Cool Downplayer, Bro

So a short exercise in speech-act analysis.  Discussions threads are often populated with folks who love to go on and on.  Often about things only loosely relevant to the issue.  The same goes for Q&A periods at philosophy papers — you'll regularly get a question that isn't a question but more someone taking an opportunity to address a roomful of people about whatever they thought last.  It's irritating.  I've started to call these "I like turtles" contributions, in honor of this classic internet moment. But how to respond?  I had taken the route of saying things like: "That's not a question," or "Very nice and equally irrelevant."  These are sometimes too confrontational.  Well, there's a new internet meme that fills this void.  It even comes with an image.

Well, that's just about perfect, isn't it?  Sarcasm.  Of course.  "Cool Story, Bro" is great for these interwebs, but what about amongst the academics?  Well:

Alright!  All done. 

So some explanation.  The first thing to note is that the two use either a term of affection or esteem in addressing the other speaker.  The effect, however, is not that of expressing affection or esteem, but of patronizing the other speaker.  The downplaying is similar to scarequoting — you use the terms and even full locutions of endorsement, but put the marks around them in order to express exactly the opposite sentiment. 
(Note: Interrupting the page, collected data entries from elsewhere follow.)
PR #1104, opened 2022-04-08
extensions: implement TransferProcess Data Management Api

### LINKED ISSUE #809: DataManagementApi: add `TransferProcessService` and `TransferProcessTransformer`
For the implementation of the transfer process endpoint we need an `TransferProcessService` (and an `TransferProcessServiceImpl`) with roughly the following signature:
```java
public interface TransferProcess {
  TransferProcess findbyId(String transferProcessId);
  Collection<TransferProcess> query(QuerySpec query);
  String getState(String transferProcessId);
  Result cancel(String transferProcessId);
  Result deprovision(String transferProcessId, String reason);
}
```

In addition, there needs to be an `TransferProcessTransformer`, that converts an `TransferProcess` into a `TransferProcessDto` and back. This depends on #779 

Important aspects:
- service must perform defensive checks before performing an operation:
  - `cancel`: must check first, whether a `TransferProcess` can be cancelled according to valid state transitions
  - `deprovision`: check whether a `TransferProcess` can be declined according to valid state transitions
- state transitions must be done through the `CommandQueue` mechanism and their `Result` only reflects the successful submission of the command

Depends on #859

### LINKED ISSUE #811: DataManagementApi: add services and transformers
The actual implementation of the DataManagementApi endpoints will be done in services and transformers.

**Services** perform database operations, handle defensive checking and transactional consistency
**Transformers** convert DTOs into business objects and back
**Controllers** have fields for both and invoke them, handle errors, etc.

Those are the relevant issues:
- [x] #805 
- [x] #806 
- [x] #807 
- [x] #808
- [x] #809
- [x] #969 

Depends on #919

### LINKED ISSUE #812: DataManagementApi: controller integration tests
For all the data management api controllers there should be (currently) empty integration tests, which should now be implemented. It's highly likely that test methods need to be added to achieve acceptable coverage.

ndr-brt:
## What this PR changes/adds

Implements controller and add integration test to the `TransferProcess` data management API

## Why it does that

To expose a clear and RESTful api to operate on `TransferProcess`s

## Further notes

-

## Linked Issue(s)

Closes #809
Closes #811 
Closes #812 

## Checklist


extensions/api/data-management/transferprocess/src/main/java/org/eclipse/dataspaceconnector/api/datamanagement/transferprocess/model/TransferRequestDto.java
```diff
@@ -34,6 +34,7 @@
     private TransferType transferType;
     private String protocol = "ids-multipart";
     private String connectorId;
+    private String assetId;
```
paullatzelsperger, line 37: Just FYI: I think eventually the `DataRequest` should only carry the `contractId`, and no `assetId`, because provider connectors should be to resolve the asset through the contract. Not for this PR though, just an FYI.

extensions/api/data-management/transferprocess/src/main/java/org/eclipse/dataspaceconnector/api/datamanagement/transferprocess/TransferProcessApiController.java
```diff
@@ -58,63 +73,103 @@ public TransferProcessApiController(Monitor monitor) {
...
 
     @GET
-    @Path("{id}")
+    @Path("/{id}")
     @Override
     public TransferProcessDto getTransferProcess(@PathParam("id") String id) {
-        monitor.debug(format("get TransferProcess with ID %s", id));
-
-        return null;
+        monitor.debug(format("Get TransferProcess with ID %s", id));
```
paullatzelsperger, line 89: could you get rid of all the log spam? no real value in that IMO...

extensions/api/data-management/transferprocess/src/main/java/org/eclipse/dataspaceconnector/api/datamanagement/transferprocess/service/TransferProcessServiceImpl.java
```diff
@@ -72,6 +75,18 @@ public TransferProcessServiceImpl(TransferProcessStore transferProcessStore, Tra
...
+                    .filter(AbstractResult::succeeded)
+                    .map(AbstractResult::getContent)
+                    .map(ServiceResult::success)
+                    .orElse(ServiceResult.conflict("Request couldn't be initialised."));
+        });
+    }
+
     private ServiceResult<TransferProcess> apply(String transferProcessId, Function<TransferProcess, ServiceResult<TransferProcess>> function) {
         return transactionContext.execute(() -> {
             var transferProcess = transferProcessStore.find(transferProcessId);
```
paullatzelsperger, line 92: modifying transfer processes should NOT be done directly through the store, but using the `CommandQueue`, to avoid race conditions. We should already have commands to cancel and deprovision. Could you do this directly in this PR? otherwise lets open another one.

ndr-brt: There are no modifications done through the `store`, it's used only to validate the "cancellation" and the "deprovisioning", but at the end the actions are executed through the commands

extensions/api/data-management/transferprocess/src/main/java/org/eclipse/dataspaceconnector/api/datamanagement/transferprocess/TransferProcessApiController.java
ndr-brt: removed the log in the "query" methods, left in the "command" ones. Also in the other data management api controllers there are a lot of logs, probably we could cleanup them in another PR.

extensions/api/data-management/transferprocess/src/main/java/org/eclipse/dataspaceconnector/api/datamanagement/transferprocess/model/TransferRequestDto.java
ndr-brt: I agree, let's do that in another PR.

Izzzu (approved):
Looks like it needs rebasing to fix the dependency check. It was recently merged to main

ndr-brt:
> Looks like it needs rebasing to fix the dependency check. It was recently merged to main

@Izzzu is already rebased against main. The problem seems to be `Java heap space`, will try pushing it again

extensions/api/data-management/transferprocess/src/main/java/org/eclipse/dataspaceconnector/api/datamanagement/transferprocess/service/TransferProcessServiceImpl.java
paullatzelsperger: ah you're right.

paullatzelsperger (approved):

"Cool story" and "Astonishing theory," are more strictly sarcastic.  Again, the strategy is to use the terms of esteem to express rejection, but one uses some cue to mark that one is flouting the rule of quality (tone of voice, or here, the toothy grin, wide eyes, and fonzie thumb).

The one thing that the first has over the second is that it is so curt.  The professor one requires more time and syllables, so it loses the quickfire element, which is part of the appeal of the strategy.